Activity | Return the data in full, exactly as it was written.
-*-
PR #1023, opened 2023-04-24
Add termination mortality to FATES_MORTALITY_CFLUX_PF history variable

JessicaNeedham:
This PR adds termination mortality carbon flux to the history variable FATES_MORTALITY_CFLUX_PF. It also shortens the name of FATES_MORTALITY_HYDRAULIC_CFLUX_PF to FATES_MORTALITY_HYDRO_CLFUX_PF since the former was too long and wasn't being read properly by the HLM (runs compile but then give an error message about the variable not being found). 

The FATES_MORTALITY_CFLUX_PF variable will change. Everything else should be b4b. 

### Checklist:
- [ X] If answers were expected to change, evaluation was performed and provided

### Test Results:
CTSM (or) E3SM (specify which) baseline hash-tag: E3SM b645be3aa2

FATES baseline hash-tag: 1c7ec096

Test Output: 
Main branch compared with branch with termination carbon flux added to total carbon flux. This was a global run with default parameter files - grid cell shown is BCI (lat=9.15, lon=-79.85). 

termfix

### DIFF
--- a/biogeochem/EDPatchDynamicsMod.F90
+++ b/biogeochem/EDPatchDynamicsMod.F90
@@ -760,14 +760,13 @@ contains
                                   currentSite%imort_carbonflux(currentCohort%pft) = &
                                        currentSite%imort_carbonflux(currentCohort%pft) + &
                                        (nc%n * ED_val_understorey_death / hlm_freq_day ) * &
-                                       total_c * g_per_kg * days_per_sec * years_per_day * ha_per_m2
+                                       total_c * days_per_sec * years_per_day * ha_per_m2
 
                                   currentSite%imort_abg_flux(currentCohort%size_class, currentCohort%pft) = &
                                        currentSite%imort_abg_flux(currentCohort%size_class, currentCohort%pft) + &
-*-
Answer area |
PR #1023, opened 2023-04-24
Add termination mortality to FATES_MORTALITY_CFLUX_PF history variable

JessicaNeedham:
This PR adds termination mortality carbon flux to the history variable FATES_MORTALITY_CFLUX_PF. It also shortens the name of FATES_MORTALITY_HYDRAULIC_CFLUX_PF to FATES_MORTALITY_HYDRO_CLFUX_PF since the former was too long and wasn't being read properly by the HLM (runs compile but then give an error message about the variable not being found). 

The FATES_MORTALITY_CFLUX_PF variable will change. Everything else should be b4b. 

### Checklist:
- [ X] If answers were expected to change, evaluation was performed and provided

### Test Results:
CTSM (or) E3SM (specify which) baseline hash-tag: E3SM b645be3aa2

FATES baseline hash-tag: 1c7ec096

Test Output: 
Main branch compared with branch with termination carbon flux added to total carbon flux. This was a global run with default parameter files - grid cell shown is BCI (lat=9.15, lon=-79.85). 

termfix

### DIFF
--- a/biogeochem/EDPatchDynamicsMod.F90
+++ b/biogeochem/EDPatchDynamicsMod.F90
@@ -760,14 +760,13 @@ contains
                                   currentSite%imort_carbonflux(currentCohort%pft) = &
                                        currentSite%imort_carbonflux(currentCohort%pft) + &
                                        (nc%n * ED_val_understorey_death / hlm_freq_day ) * &
-                                       total_c * g_per_kg * days_per_sec * years_per_day * ha_per_m2
+                                       total_c * days_per_sec * years_per_day * ha_per_m2
 
                                   currentSite%imort_abg_flux(currentCohort%size_class, currentCohort%pft) = &
                                        currentSite%imort_abg_flux(currentCohort%size_class, currentCohort%pft) + &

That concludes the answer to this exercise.